Eventually he said: “Isis, please enlighten these half-asleep zombies as to the correct answer?”
And Isis replied: “Sorry Sir, I was thinking about something else.”
And Mr Smart wondered if something dreadful had happened in Isis’s life, because it was the first time that she had ever been caught out of not concentrating.
Instead of feeling embarrassed by her slip-up, Isis was pleased: “Imperfection feels good,” she thought. “I feel more likable.”
But as they were leaving class, she overheard Samantha saying: “Did you hear the smashing sound when Isis fell off her pedestal?”
And Isis thought: “It will take a while for people to get used to the new me.”
It was a beautiful summer’s day, but instead of taking a walk around the hockey field at lunchtime, Isis stayed inside and visited the Dungeons and Dragons club in room 4E. She had absolutely no idea why the dorkish boys spent an hour pushing weird plastic figures around a board, but it was interesting research into how imperfect people waste their time without the aid of electronic devices.
“Yes,” she reasoned, “I’ve got to find a way to waste more of my own time without doing anything useful or enlightening.”
That evening she tried to listen to pop music in her bedroom with the volume on full blast, but it was so horrible that she had to give up after 20 minutes.
“It’s going to take training and discipline to change my tastes,” Isis decided.
Then she sat down to do her homework.
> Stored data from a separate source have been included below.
PR #8, opened 2020-07-16
Xilinx Baremetal driver assist files

kedareswararao:
Hi Bruce,

This patch series adds assists for xilinx baremetal use cases
Patch 
1/2: Add support for generating the baremetal driver config file.
2/2: Add support for returning valid driver list for provided system dt configuration.

Please review the changes and let me know your comments.

Regards,
Kedar.

### DIFF
--- a/assists/baremetalconfig_xlnx.py
+++ b/assists/baremetalconfig_xlnx.py
@@ -1,0 +1,304 @@
+#/*
+# * Copyright (c) 2020 Xilinx Inc. All rights reserved.
+# *
+# * Author:
+# *       Appana Durga Kedareswara rao <appana.durga.rao@xilinx.com>
+# *
+# * SPDX-License-Identifier: BSD-3-Clause
+# */
+import sys
+import types
+import os
+import getopt
+import re
+from pathlib import Path
+from pathlib import PurePath
+from io import StringIO
+import contextlib
+import importlib
+from lopper import Lopper
+from lopper import LopperFmt
+import lopper
+from lopper_tree import *
+from re import *
+import yaml
+
+
+def item_generator(json_input, lookup_key):
+    if isinstance(json_input, dict):
+        for k, v in json_input.items():
+            if k == lookup_key:
+                if isinstance(v, str):
+                    yield [v]
+                else:
+                    yield v
+            else:
+                for child_val in item_generator(v, lookup_key):
+                    yield child_val
+    elif isinstance(json_input, list):
+        for item in json_input:
+            for item_val in item_generator(item, lookup_key):
+                yield item_val
+
+# This API reads the schema and returns the compatible list
+def compat_list(schema):
+    if 'compatible' in schema['properties'].keys():
+        sch = schema['properties']['compatible']
+        compatible_list = []
+        for l in item_generator(sch, 'enum'):
+            compatible_list.extend(l)
+
+        for l in item_generator(sch, 'const'):
+            compatible_list.extend(l)
+
+        if 'contains' in sch.keys():
+            for l in item_generator(sch['contains'], 'enum'):
+                compatible_list.extend(l)
+
+            for l in item_generator(sch['contains'], 'const'):
+                compatible_list.extend(l)
+        compatible_list = list(set(compatible_list))
+        return compatible_list
+
+"""
+This API scans the device-tree node and returns the address
+and size of the reg property for the user provided index.
+
+Args:
+    node: LopperNode object
+    value: property value
+    idx: index
+"""
+def scan_reg_size(node, value, idx):
+    na = node.parent["#address-cells"].value[0]
+    ns = node.parent["#size-cells"].value[0]
+    cells = na + ns
+    reg = 0
+    size = 0
+    if cells > 2:
+        reg1 = value[cells * idx]
+        if reg1 != 0:
+            val = str(value[cells * idx + 1])
+            pad = 8 - len(val)
+            val = val.ljust(pad + len(val), '0')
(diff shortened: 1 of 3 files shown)


assists/baremetalconfig_xlnx.py
```diff
@@ -0,0 +1,292 @@
...
+    # Traverse the tree and find the nodes having status=ok property
+    for node in root_sub_nodes:
+        try:
+            status = node["status"].value
+            if "okay" in status:
+                node_list.append(node)
+        except:
+           pass
+
+    sdt.FDT = Lopper.dt_to_fdt(sdt.dtb, 'rb')
```
zeddii, line 181: You shouldn't need to do this. The sdt that is passed into the callback already has the dtb read, and assigned to sdt.FDT. That is the core system device tree.

assists/baremetalconfig_xlnx.py
```diff
@@ -0,0 +1,292 @@
...
+    driver_name = yamlfile.split('/')[-1].split('.')[0]
+    config_struct = str("X") + driver_name.capitalize() + str("_Config")
+    outfile = str("x") + driver_name + str("_g.c")
+
+    plat = DtbtoCStruct(outfile)
+    for index,node in enumerate(driver_nodes):
+        if index == 0:
+            plat.buf('#include "x%s.h"\n' % driver_name)
+            plat.buf('\n%s %s __attribute__ ((section (".drvcfg_sec"))) = {\n' % (config_struct, config_struct + str("Table[]")))
+        prop_dict = Lopper.node_properties_as_dict(sdt.FDT, node.abs_path)
```
zeddii, line 211: I had left the dictionary routines in the Lopper class as a transition. You can always have dictionary access to the properties using the tree nodes that are passed in. Fundamentally, we don't want fdt or other low level access in the assists, you can use the LopperTree methods exclusively.  If something is missing, it can be added.

assists/baremetalconfig_xlnx.py
```diff
@@ -0,0 +1,292 @@
...
+and size of the reg property for the user provided index.
+
+Args:
+    fdt: flattened device tree represention of the dts
+    node: dtb node
+    value: property value
+    idx: index
+"""
+def scan_reg_size(fdt, node, value, idx):
+    off = fdt.parent_offset(node)
```
zeddii, line 74: If you were to use the LopperTree nodes for this, finding the parent is simply: node.parent

assists/baremetalconfig_xlnx.py
```diff
@@ -0,0 +1,292 @@
...
+    na = Lopper.property_get(fdt, off, "#address-cells")
```
zeddii, line 75: And these properties would be: node["#address-cells"].value[0], etc.

zeddii:
Fundamentally, this looks good. I reviewed the one commit first, and then saw in the second one that you are aware of the LopperTree access methods. So I imagine that the generation commit is more of a direct port of how it used to work, and that's fine. So my comments there should only be seen as informational. 

We can worry about converting them to LopperTree format if the need comes, or if you have time, we can do some of it now.

This looks plumbed in properly, so if it is generating the code you need, then I don't have anything major to add.

If you do have a sample run, or test log, that would be useful, so I can run some simple integration tests to make sure I don't break it.

assists/baremetalconfig_xlnx.py
kedareswararao: I am getting sdt.FDT as null when my assist got called that's why i am trying to get the FDT again...

assists/baremetalconfig_xlnx.py
kedareswararao: Ok will update the code as you suggested and let you know if i found anything missing.

assists/baremetalconfig_xlnx.py
```diff
@@ -0,0 +1,292 @@
...
+            # interrupts: <supported range of interrupts>
+            if isinstance(prop, dict):
+               pad = list(prop.values())[0]
+               prop = list(prop.keys())[0]
+
+            if i == 0:
+                 plat.buf('\n\t{')
+
+            if prop == "reg":
+                val, size = scan_reg_size(sdt.FDT, sdt.FDT.path_offset(node.abs_path), prop_dict[prop], 0)
```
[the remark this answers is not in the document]
kedareswararao: Ok sure will update v2...

assists/baremetalconfig_xlnx.py
kedareswararao: ok sure will fix in v2...

assists/baremetalconfig_xlnx.py
kedareswararao: Sure will fix in next pull request

assists/baremetalconfig_xlnx.py
zeddii: Hmmm. That's almost impossible to happen, since things will immediately crash. Can you supply me a test command line ? That way I can debug it here ?

kedareswararao: Yes this line is not needed , i am not able to reproduce the issue that i have mentioned above, the issue that i observed may be due to a race in my script after cleanup things started working :) sorry for the noise.

kedareswararao:
Fixed review comments and force pushed changes in my tree, 
I am newbie to the pull request approach should i close this pull request and send one more pull request?

zeddii:
Either way works, adding/update commits or a new pull request. Since you have them on this existing one, I'll review them here and let you know if I have any questions.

She set a timer on her phone to make sure she did it in half the usual time. It was a mad rush, and she couldn’t check anything. As she closed her books, she felt satisfied: “I think that was sufficiently careless.”
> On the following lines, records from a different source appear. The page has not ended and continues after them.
PR #11, opened 2020-08-07
device-trees: remove amba_pl node as it is no longer present in BSP for testing

bentheredonethat:
amba_pl node interferes with OpenAMP IPC so remove this. also it is not used


zeddii:
merged.

PR #12, opened 2020-08-12
lops: lop-domain-r5-versal-rpmsg-kernelspace.dts: update for OpenAMP …

bentheredonethat:
…kernelspace case

Some nodes left in outputs interfere with memory mgmt for application. remove these so
there is no conflict


zeddii:
thanks ben. 

This is now merged.

PR #13, opened 2020-08-25
New Xilinx Baremetal Assists file and Bug fixes and Improvements 

kedareswararao:
1) Added assist file for generating baremetal board support package config
2) Added assist file for generating xparameters.h file
3) Renamed the linker assist file
4) Generate the required conf files for yocto tool

### DIFF
--- a/assists/baremetalconfig_xlnx.py
+++ b/assists/baremetalconfig_xlnx.py
@@ -23,6 +23,8 @@ from lopper_tree import *
 from re import *
 import yaml
 
+sys.path.append(os.path.dirname(__file__))
+from bmcmake_metadata_xlnx import *
 
 def item_generator(json_input, lookup_key):
     if isinstance(json_input, dict):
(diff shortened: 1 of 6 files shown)


assists/baremetalconfig_xlnx.py
```diff
@@ -203,24 +205,55 @@ def is_compat(node, compat_string_to_test):
         return xlnx_generate_bm_config
     return ""
 
+def get_stdin(sdt, chosen_node, node_list):
+    prop_dict = Lopper.node_properties_as_dict(sdt.FDT, chosen_node.abs_path)
```
zeddii, line 209: Is the chosen node not being properly pulled into the SDT already ? If not, that's an issue that I need to address.

We shouldn't need to go to the FDT at all to process parts of the tree.

zeddii:
Only one small comment from me. The assist cleanup and code generation look good.

If we can determine if there's a lopper bug based on my comment, or if we can change it to not read the FDT, I'll get the merge done immediately after that.

assists/baremetalconfig_xlnx.py
kedareswararao: I have fixed it and force pushed the change. Please take a look into it.

kedareswararao:
> Only one small comment from me. The assist cleanup and code generation look good.
> 
> If we can determine if there's a lopper bug based on my comment, or if we can change it to not read the FDT, I'll get the merge done immediately after that.

Thanks for the review @zeddii , I have fixed the bug and force pushed the change please review when you have some time and let me know your review comments 

Regards,
Kedar.

zeddii:
Looks good to me. This is now merged.

PR #14, opened 2020-09-03
Xilinx Baremetal Assists Feature Enhancments

kedareswararao:
Hi @zeddii ,

This patch series does the below
1) Added support for handling clocks and ranges property as per Baremetal requirements 
2) Updated the memory handling based on the CPU cluster address-map property
3) Added support for generating CCI define
4) Added support for memory tests app configuration.

Please review the changes when you have some time.

Regards,
Kedar.


zeddii:
merged!

PR #20, opened 2021-01-12
xlnx: add updated CDO for Versal Soc (1 board only)

bentheredonethat:
this patch does the following:
- re-enable cdo assist (presently xilinx versal support only)
- add lop file that:
  1. adds relevant domains
  2. for each domain, there are xilinx platform mgmt related nodes.
    a. associate these with the aforementioned domains
    b. for each node (device), ensure there is phandle for this node
       so it can be related to later
  3. in each domain, link each device to its specific xilinx platform mgmt
     flags
- retrofit cdo assist as follows:
  1. add lookup tables to hold xilinx-specific info
  2. parse domains, devices and the flags relating the devices to their domains
     and reflect this in output CDO

### DIFF
--- a/assists/cdo.py
+++ b/assists/cdo.py
@@ -26,7 +26,7 @@ import lopper
 from lopper_tree import *
 
 sys.path.append(os.path.dirname(__file__))
-import cdotypes
+from xlnx_versal_power import *
 
 def props():
     return ["id", "file_ext"]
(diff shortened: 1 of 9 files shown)


zeddii:
FYI: I haven't forgotten about this.  I've just been working through some other issues and will get to this shortly and give some review comments.

zeddii:
merged.  As planned, we can refine these further, but there's no risk in merging these initial versions.

PR #22, opened 2021-02-03
Update xilpm requirements

bentheredonethat:
remove old lop files and make more data driven approach from information propagated from lopper-input SDT


bentheredonethat:
i can clean up commit messages for this pull request

bentheredonethat:
updated commit messages and order of commits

Then she tried to untidy her room. “Actually,” she thought, as she dropped a teddy bear on the floor, “this is harder than it looks because I don’t actually like it untidy.” She took some socks out of a drawer and threw them at random. “Ugh, this is going to take some getting used to!”
It took about a week for people to really start worrying about Isis. Mr Smart spoke to Miss Vile, who was Isis’s form teacher, and asked if she was aware of any family problems that might be effecting the star pupil’s concentration.
“Yes, I’m glad you mentioned Isis,” said Miss Vile, “because I’m concerned about her too. I’ll give her a friday detention. I expect that will sort her out.”
“But don’t you think that perhaps she’s under too much pressure to be perfect already?” asked Mr Smart?
Miss Vile replied: “Nonsense! We owe it to gifted pupils, and to their parents, to push them to their limit and beyond!”
“Ah yes,” said Mr Case, who happened to be nearby. “Per ardua ad astra.”
“Exactly,” said Miss Vile. And the next day she put Isis in detention for careless homework.
Isis made sure that she reported to detention on friday five minutes late. Samantha and Isabel were already there when she walked into the room. Isabel complained to Mr Old, who was in charge of detention that week:
“Please Sir, can you put Isis in another detention for being late?” to which Mr Old replied: “Mind your own business, young Miss.”
When they were finally released, Samantha confronted Isis: “What’s happened to you? You’re suddenly in trouble all the time!”
Isis replied honestly:
“I just got fed up with being perfect and I’m trying to be more interesting.”
“You’ll never succeed,” retorted Isabel. “You were born Miss Goody Two Shoes and you’ll always be boring.”
“I will succeed,” responded Isis, “because whenever I put my mind to something, I always manage to achieve it.”
“In that case,” suggested Samantha, “come over to my house and we’ll see if you can pass the fun person challenge.”
And since Isis was determined to show that she was up for anything, she agreed.